(Beginning of Entries shown)
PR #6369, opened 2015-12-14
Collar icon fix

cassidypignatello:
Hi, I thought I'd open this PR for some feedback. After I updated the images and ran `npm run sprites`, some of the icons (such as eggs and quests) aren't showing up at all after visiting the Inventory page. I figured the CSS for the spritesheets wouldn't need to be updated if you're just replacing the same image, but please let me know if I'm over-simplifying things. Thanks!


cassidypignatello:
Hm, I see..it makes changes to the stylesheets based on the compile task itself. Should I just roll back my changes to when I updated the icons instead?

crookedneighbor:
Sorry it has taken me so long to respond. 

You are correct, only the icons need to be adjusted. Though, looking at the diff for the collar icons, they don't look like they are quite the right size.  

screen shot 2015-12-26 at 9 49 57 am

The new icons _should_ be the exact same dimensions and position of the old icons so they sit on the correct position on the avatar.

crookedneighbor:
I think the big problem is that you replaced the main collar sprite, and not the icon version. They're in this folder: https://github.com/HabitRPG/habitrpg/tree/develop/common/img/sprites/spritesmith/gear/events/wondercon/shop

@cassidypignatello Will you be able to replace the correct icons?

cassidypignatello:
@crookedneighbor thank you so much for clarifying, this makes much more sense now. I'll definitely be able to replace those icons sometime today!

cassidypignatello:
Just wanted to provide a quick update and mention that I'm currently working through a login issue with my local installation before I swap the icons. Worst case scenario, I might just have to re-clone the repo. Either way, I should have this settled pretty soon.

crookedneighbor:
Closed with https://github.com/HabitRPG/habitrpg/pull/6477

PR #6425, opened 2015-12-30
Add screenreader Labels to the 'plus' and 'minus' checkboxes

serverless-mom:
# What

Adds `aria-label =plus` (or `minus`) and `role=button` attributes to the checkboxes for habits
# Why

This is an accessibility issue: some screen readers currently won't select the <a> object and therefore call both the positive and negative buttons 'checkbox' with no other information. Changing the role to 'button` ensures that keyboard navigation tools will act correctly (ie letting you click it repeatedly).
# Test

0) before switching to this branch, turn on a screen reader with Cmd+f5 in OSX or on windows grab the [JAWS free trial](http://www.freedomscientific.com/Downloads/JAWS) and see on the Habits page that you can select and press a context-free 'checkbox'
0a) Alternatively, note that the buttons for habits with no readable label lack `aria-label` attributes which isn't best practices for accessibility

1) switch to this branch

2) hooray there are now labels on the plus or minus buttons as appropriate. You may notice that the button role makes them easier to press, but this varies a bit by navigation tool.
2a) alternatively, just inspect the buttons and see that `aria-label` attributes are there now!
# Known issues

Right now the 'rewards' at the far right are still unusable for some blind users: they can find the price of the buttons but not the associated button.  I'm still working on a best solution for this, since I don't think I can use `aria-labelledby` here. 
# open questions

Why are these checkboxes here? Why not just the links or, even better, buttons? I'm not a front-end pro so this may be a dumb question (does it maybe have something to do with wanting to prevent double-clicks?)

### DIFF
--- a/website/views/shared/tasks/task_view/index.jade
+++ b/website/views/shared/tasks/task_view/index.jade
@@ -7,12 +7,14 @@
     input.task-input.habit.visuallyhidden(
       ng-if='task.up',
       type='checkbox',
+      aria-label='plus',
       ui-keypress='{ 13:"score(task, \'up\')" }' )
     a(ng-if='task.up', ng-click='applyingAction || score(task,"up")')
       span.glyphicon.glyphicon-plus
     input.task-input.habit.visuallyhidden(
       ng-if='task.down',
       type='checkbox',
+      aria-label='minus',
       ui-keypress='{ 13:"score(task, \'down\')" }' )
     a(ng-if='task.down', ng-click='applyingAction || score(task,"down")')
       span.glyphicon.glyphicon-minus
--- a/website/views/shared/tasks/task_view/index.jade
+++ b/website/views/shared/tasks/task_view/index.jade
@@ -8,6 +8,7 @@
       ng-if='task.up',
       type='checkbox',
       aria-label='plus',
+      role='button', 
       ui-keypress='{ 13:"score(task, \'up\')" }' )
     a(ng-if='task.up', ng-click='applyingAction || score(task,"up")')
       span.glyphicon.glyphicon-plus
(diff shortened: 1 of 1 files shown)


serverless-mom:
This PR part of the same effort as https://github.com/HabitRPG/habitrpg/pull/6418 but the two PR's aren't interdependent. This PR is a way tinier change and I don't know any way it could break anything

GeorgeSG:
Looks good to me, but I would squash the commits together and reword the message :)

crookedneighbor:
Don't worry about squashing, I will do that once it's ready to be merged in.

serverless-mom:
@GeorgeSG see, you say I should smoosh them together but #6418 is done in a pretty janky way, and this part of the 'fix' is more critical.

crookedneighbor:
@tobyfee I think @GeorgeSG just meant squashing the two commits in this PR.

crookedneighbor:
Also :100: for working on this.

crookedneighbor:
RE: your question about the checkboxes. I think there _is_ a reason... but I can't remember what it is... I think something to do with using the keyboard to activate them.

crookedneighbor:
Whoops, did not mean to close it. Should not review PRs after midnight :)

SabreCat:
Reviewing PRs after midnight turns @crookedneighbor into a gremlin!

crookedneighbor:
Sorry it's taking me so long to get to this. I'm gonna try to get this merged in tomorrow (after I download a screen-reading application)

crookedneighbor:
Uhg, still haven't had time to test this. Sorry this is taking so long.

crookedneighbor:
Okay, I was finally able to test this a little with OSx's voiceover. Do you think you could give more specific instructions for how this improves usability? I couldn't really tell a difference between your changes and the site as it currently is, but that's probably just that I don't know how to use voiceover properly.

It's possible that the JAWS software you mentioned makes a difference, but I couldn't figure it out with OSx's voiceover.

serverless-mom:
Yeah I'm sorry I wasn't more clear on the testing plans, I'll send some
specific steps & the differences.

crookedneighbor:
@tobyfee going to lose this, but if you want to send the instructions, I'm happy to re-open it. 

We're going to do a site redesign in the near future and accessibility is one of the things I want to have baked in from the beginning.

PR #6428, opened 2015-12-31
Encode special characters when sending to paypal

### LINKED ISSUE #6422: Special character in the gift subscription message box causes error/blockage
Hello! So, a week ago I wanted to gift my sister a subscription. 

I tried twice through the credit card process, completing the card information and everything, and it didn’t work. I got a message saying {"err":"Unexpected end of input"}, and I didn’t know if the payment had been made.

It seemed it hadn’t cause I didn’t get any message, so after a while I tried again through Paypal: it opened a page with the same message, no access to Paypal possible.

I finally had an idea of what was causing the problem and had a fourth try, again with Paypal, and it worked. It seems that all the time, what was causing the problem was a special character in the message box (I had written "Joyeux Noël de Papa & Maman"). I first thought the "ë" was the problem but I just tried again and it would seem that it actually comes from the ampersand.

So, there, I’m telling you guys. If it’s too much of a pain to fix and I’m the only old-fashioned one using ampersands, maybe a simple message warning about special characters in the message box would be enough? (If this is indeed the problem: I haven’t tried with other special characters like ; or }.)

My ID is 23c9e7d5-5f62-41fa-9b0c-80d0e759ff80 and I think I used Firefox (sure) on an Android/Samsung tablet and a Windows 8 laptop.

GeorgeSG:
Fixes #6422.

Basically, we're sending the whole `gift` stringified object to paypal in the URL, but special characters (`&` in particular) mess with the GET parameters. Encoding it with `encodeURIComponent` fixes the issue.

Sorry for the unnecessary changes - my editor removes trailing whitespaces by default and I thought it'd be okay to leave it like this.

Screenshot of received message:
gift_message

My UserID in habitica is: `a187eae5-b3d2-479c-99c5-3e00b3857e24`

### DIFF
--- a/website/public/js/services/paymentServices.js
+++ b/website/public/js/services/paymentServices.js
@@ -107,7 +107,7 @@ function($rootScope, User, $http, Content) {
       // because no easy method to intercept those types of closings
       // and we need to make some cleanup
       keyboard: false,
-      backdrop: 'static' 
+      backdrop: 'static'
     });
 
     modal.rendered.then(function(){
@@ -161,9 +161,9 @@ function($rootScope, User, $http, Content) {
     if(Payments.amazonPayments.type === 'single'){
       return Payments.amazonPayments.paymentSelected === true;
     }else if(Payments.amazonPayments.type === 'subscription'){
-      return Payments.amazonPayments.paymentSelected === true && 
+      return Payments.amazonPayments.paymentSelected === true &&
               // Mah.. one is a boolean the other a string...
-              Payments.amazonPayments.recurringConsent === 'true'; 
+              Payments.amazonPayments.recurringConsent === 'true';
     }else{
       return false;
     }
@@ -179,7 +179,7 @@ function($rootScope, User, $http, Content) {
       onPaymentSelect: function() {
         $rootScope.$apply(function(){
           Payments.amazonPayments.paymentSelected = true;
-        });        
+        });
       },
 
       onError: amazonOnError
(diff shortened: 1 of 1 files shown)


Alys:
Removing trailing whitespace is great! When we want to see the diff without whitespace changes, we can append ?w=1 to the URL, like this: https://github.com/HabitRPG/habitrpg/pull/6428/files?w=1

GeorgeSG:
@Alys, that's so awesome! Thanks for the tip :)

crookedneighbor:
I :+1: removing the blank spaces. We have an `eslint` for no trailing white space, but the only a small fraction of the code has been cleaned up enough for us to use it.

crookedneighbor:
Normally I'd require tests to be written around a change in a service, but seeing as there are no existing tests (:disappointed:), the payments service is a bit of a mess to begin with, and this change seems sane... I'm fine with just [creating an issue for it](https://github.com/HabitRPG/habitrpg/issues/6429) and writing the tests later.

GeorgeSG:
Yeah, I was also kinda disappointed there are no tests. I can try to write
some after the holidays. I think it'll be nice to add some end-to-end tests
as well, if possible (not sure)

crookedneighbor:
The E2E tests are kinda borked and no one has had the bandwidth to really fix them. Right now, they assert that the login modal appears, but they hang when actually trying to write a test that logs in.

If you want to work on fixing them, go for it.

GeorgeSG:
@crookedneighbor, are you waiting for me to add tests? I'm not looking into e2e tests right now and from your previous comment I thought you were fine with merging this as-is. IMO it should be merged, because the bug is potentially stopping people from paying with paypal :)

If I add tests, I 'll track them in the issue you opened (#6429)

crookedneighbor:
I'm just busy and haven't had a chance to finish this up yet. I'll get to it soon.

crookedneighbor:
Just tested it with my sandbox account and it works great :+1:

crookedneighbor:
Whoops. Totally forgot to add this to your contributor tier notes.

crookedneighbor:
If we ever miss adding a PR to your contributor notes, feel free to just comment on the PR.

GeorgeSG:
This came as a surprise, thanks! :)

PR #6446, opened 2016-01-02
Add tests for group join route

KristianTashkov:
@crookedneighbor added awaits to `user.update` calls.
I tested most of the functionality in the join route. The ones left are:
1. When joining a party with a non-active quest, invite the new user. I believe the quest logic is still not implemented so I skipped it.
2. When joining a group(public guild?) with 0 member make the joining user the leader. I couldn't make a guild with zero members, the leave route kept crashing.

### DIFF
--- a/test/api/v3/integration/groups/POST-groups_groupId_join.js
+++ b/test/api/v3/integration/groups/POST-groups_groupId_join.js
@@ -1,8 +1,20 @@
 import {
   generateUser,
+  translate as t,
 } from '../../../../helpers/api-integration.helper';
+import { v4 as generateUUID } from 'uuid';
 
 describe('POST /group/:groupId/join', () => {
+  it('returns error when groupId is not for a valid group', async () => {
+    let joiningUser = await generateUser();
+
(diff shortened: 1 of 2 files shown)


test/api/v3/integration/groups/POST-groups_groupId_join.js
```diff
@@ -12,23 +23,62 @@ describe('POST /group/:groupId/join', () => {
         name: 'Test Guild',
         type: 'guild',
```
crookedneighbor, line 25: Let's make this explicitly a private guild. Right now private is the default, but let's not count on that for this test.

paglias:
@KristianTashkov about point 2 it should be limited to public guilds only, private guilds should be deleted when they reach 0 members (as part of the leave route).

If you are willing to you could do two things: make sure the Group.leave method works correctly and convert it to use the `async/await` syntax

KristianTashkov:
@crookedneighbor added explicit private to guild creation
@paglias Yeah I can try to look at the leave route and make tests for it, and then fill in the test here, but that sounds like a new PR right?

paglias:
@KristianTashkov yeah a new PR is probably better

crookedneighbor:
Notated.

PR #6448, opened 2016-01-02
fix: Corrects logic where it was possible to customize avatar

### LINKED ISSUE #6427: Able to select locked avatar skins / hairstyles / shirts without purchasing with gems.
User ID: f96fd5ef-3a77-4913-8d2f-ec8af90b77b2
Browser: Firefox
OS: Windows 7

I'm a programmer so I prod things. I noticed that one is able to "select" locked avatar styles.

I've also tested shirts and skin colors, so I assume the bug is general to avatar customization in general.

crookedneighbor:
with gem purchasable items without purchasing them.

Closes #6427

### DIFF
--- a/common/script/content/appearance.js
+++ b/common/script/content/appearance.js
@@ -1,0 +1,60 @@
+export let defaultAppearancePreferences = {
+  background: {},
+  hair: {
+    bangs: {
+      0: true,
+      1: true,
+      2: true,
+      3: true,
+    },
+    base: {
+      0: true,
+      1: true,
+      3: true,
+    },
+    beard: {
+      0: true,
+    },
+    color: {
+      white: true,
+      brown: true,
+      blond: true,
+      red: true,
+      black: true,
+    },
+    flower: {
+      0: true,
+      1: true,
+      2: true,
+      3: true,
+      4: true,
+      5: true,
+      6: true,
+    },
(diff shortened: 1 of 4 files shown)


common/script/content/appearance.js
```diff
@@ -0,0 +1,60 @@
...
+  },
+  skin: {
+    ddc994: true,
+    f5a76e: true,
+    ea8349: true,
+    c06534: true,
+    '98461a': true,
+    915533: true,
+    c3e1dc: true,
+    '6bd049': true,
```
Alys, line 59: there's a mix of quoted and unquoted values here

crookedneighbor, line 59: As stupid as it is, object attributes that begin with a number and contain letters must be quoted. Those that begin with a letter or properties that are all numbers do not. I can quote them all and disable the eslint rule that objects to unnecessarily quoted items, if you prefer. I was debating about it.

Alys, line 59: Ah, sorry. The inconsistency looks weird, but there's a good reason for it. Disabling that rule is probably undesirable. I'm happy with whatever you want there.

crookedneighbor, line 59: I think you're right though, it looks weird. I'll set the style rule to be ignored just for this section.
(End of Entries shown)
For each line of the entries that includes "into", show that line.

**Answer space**
Reviewing PRs after midnight turns @crookedneighbor into a gremlin!
@crookedneighbor, are you waiting for me to add tests? I'm not looking into e2e tests right now and from your previous comment I thought you were fine with merging this as-is. IMO it should be merged, because the bug is potentially stopping people from paying with paypal :)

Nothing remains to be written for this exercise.